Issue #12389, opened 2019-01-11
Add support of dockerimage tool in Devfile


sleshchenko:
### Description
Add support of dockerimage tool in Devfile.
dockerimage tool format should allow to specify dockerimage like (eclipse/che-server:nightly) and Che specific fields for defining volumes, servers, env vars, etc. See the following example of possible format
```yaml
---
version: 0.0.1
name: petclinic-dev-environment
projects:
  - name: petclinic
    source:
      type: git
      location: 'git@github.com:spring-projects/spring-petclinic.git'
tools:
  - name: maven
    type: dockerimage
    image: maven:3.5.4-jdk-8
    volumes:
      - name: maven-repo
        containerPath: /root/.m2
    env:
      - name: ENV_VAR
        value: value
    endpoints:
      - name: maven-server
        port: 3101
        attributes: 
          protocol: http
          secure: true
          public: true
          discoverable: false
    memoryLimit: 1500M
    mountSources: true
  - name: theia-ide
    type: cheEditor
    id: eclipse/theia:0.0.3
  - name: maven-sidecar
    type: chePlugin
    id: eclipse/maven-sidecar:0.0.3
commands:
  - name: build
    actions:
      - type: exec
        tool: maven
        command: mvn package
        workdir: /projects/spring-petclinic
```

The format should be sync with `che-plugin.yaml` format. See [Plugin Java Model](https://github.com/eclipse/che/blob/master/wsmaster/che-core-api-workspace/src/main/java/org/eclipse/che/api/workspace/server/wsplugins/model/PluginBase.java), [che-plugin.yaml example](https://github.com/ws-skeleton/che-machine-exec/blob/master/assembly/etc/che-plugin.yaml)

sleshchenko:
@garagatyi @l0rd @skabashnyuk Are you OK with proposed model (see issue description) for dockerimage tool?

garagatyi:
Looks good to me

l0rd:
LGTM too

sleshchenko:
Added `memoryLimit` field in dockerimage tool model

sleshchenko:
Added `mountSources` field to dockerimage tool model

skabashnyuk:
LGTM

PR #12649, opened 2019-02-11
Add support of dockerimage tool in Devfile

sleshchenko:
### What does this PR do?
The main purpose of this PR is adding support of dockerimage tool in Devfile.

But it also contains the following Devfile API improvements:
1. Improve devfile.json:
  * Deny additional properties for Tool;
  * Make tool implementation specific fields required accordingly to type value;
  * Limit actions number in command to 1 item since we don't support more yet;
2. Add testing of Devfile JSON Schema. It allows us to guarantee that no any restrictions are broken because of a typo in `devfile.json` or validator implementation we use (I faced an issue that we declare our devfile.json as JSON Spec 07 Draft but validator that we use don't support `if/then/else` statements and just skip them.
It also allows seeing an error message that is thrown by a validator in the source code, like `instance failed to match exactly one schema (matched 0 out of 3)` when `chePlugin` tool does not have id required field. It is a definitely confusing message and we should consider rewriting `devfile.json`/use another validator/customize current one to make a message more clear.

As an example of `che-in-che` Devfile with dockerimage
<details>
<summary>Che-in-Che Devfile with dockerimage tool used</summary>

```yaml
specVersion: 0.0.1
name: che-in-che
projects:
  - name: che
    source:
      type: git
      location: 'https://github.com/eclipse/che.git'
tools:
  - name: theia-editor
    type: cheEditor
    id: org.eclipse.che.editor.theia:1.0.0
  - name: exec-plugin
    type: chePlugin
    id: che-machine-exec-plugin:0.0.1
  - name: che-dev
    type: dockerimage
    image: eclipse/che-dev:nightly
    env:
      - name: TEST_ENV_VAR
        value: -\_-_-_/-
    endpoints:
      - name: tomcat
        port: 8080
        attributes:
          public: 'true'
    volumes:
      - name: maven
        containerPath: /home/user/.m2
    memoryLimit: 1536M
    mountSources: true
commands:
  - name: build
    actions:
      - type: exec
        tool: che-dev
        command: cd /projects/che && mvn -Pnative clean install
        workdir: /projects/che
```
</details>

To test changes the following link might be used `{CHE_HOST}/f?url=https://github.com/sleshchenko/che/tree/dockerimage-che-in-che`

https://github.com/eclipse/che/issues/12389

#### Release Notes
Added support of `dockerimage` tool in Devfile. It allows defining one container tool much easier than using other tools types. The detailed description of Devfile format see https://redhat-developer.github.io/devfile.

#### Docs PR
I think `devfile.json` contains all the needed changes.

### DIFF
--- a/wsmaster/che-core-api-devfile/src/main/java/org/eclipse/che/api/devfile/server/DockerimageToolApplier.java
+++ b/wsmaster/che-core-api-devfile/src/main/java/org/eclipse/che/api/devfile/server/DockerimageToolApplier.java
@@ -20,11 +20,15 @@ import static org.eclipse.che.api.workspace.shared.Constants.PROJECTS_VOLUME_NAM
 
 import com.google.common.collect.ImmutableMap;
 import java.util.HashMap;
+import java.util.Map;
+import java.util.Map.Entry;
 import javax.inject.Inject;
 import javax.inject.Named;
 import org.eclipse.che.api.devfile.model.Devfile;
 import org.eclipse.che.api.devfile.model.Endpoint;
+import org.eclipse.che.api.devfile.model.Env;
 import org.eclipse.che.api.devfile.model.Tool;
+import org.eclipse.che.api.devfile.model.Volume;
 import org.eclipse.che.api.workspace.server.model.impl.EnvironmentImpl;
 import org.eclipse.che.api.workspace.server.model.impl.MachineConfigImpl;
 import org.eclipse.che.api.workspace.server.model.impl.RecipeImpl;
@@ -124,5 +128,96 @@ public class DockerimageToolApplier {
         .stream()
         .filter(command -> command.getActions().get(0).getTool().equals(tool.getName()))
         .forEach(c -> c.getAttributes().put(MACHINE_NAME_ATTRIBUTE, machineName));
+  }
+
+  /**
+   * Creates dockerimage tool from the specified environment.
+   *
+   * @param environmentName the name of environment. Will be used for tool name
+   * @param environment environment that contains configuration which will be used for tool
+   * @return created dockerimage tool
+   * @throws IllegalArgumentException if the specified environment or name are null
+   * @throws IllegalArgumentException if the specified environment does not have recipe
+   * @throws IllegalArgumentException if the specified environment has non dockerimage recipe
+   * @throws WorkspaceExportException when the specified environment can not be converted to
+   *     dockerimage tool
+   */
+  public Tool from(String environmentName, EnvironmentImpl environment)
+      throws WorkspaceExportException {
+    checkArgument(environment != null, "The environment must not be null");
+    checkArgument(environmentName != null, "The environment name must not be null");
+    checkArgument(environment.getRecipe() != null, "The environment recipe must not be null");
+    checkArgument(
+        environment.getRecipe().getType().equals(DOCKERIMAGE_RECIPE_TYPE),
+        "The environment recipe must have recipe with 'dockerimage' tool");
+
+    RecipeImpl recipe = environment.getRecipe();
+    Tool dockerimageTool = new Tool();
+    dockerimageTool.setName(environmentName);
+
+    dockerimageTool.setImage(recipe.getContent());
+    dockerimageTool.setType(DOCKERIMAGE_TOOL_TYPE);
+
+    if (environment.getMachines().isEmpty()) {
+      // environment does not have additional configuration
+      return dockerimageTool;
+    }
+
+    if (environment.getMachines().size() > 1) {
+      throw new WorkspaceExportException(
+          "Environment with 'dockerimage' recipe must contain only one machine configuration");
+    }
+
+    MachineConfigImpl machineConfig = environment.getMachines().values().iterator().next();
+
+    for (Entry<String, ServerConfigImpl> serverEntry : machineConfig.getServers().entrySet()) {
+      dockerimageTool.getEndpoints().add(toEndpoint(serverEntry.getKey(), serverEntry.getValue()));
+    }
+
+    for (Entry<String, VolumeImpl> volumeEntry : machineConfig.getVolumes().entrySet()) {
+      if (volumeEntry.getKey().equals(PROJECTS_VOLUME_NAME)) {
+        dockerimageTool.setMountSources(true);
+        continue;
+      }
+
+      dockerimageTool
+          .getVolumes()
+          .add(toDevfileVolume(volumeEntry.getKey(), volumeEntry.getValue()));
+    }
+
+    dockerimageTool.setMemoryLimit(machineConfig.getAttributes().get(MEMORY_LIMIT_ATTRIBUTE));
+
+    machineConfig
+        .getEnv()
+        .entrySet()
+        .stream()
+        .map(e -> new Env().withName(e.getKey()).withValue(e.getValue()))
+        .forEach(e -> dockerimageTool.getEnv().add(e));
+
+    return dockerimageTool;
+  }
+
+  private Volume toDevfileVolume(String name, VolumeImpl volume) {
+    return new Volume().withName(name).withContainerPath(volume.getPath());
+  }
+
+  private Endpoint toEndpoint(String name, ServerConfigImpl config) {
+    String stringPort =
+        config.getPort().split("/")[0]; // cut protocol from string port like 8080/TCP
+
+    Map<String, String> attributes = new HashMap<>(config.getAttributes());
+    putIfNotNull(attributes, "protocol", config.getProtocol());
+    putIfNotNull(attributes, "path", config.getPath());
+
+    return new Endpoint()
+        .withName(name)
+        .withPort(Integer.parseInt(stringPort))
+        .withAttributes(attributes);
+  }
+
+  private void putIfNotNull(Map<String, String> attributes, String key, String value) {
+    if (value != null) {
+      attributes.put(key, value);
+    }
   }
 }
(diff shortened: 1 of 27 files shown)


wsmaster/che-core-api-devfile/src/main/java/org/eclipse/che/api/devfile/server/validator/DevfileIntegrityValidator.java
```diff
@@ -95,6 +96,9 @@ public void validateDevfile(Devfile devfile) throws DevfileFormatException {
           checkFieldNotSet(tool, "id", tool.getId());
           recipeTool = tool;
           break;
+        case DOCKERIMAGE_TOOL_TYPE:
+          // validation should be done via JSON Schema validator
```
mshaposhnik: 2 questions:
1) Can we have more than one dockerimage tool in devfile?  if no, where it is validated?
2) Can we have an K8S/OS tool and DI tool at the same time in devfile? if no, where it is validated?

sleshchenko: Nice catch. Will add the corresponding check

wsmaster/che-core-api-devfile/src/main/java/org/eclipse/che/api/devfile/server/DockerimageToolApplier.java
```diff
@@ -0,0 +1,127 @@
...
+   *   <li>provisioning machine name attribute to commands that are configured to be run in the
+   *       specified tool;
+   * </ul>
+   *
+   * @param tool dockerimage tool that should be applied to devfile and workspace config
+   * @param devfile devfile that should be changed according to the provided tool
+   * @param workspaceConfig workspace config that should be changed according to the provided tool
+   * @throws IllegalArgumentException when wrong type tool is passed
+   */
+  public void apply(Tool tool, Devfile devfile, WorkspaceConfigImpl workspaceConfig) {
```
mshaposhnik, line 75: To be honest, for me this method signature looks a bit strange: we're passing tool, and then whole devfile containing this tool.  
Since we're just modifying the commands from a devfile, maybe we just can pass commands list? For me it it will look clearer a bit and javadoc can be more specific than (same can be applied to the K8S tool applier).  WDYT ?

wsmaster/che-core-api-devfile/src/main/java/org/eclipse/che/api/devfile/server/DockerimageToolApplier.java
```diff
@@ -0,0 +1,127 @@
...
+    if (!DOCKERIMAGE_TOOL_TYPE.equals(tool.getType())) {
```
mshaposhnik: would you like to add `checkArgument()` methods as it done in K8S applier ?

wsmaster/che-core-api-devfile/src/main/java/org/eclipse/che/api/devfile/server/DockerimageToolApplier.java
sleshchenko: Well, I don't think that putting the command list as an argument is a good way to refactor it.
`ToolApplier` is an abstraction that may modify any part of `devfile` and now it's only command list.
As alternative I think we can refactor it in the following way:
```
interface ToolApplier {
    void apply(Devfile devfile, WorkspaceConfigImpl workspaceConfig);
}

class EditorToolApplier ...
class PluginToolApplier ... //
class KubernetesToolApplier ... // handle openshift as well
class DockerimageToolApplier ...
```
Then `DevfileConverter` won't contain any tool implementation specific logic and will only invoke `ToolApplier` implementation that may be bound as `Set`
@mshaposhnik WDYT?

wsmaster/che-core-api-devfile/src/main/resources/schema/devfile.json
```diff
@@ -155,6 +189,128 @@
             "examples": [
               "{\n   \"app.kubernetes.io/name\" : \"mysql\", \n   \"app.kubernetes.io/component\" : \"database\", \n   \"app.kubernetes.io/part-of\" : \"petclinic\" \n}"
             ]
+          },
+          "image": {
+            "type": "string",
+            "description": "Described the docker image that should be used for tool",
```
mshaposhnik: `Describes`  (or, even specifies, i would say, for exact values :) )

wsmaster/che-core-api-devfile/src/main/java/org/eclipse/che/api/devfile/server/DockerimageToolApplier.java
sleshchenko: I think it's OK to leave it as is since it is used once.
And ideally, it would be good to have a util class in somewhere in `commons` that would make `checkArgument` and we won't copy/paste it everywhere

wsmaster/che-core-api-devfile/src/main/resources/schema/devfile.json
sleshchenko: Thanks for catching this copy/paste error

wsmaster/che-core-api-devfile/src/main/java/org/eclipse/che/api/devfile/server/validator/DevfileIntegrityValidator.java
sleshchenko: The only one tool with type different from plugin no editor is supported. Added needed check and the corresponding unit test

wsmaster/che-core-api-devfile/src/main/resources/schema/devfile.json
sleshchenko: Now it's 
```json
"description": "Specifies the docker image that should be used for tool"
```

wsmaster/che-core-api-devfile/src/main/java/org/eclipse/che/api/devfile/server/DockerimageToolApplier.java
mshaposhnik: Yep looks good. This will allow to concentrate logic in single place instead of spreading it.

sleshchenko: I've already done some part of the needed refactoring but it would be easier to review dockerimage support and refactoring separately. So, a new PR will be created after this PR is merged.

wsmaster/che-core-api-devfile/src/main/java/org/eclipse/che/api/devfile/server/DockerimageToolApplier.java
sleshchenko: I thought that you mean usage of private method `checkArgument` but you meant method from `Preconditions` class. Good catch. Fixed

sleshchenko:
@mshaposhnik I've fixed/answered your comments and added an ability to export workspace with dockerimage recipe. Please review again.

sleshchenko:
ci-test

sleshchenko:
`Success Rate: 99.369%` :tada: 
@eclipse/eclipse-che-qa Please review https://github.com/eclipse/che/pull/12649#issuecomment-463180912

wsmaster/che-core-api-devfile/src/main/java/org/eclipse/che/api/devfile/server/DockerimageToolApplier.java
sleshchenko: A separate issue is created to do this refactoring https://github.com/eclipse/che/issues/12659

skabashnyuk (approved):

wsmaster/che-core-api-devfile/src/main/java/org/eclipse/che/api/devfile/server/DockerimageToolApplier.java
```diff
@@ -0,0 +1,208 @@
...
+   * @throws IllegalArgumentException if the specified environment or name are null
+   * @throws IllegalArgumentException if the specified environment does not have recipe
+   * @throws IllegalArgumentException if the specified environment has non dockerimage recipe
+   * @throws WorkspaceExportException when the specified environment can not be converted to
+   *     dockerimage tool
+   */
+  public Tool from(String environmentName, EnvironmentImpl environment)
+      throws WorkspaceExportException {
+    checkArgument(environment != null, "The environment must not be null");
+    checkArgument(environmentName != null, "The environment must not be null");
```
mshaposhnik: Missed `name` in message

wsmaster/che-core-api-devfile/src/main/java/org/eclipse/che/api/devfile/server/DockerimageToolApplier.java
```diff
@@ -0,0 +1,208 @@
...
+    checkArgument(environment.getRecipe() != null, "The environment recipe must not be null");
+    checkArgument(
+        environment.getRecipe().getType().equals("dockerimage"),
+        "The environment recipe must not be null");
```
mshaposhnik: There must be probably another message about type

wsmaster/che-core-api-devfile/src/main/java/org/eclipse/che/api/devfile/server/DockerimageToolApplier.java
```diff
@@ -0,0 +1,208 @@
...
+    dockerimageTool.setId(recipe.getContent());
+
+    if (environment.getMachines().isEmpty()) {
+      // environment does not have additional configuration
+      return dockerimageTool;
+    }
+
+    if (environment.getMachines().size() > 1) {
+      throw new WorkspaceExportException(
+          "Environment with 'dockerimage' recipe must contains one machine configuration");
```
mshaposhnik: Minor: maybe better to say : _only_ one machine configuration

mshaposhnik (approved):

* * *

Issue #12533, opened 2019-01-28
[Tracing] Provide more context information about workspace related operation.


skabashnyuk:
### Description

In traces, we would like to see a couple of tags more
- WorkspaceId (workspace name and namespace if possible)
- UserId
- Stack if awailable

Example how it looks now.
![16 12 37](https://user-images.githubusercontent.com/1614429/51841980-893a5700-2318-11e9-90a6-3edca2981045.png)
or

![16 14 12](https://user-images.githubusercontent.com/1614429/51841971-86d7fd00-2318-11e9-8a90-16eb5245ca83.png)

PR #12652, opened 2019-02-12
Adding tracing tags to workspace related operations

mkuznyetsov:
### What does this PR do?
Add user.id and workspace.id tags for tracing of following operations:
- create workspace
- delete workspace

**Exercise details**. For each line of the material that contains "more", return a copy.

**Final answer**.
  * Limit actions number in command to 1 item since we don't support more yet;
It also allows seeing an error message that is thrown by a validator in the source code, like `instance failed to match exactly one schema (matched 0 out of 3)` when `chePlugin` tool does not have id required field. It is a definitely confusing message and we should consider rewriting `devfile.json`/use another validator/customize current one to make a message more clear.
1) Can we have more than one dockerimage tool in devfile?  if no, where it is validated?
Since we're just modifying the commands from a devfile, maybe we just can pass commands list? For me it it will look clearer a bit and javadoc can be more specific than (same can be applied to the K8S tool applier).  WDYT ?
[Tracing] Provide more context information about workspace related operation.
In traces, we would like to see a couple of tags more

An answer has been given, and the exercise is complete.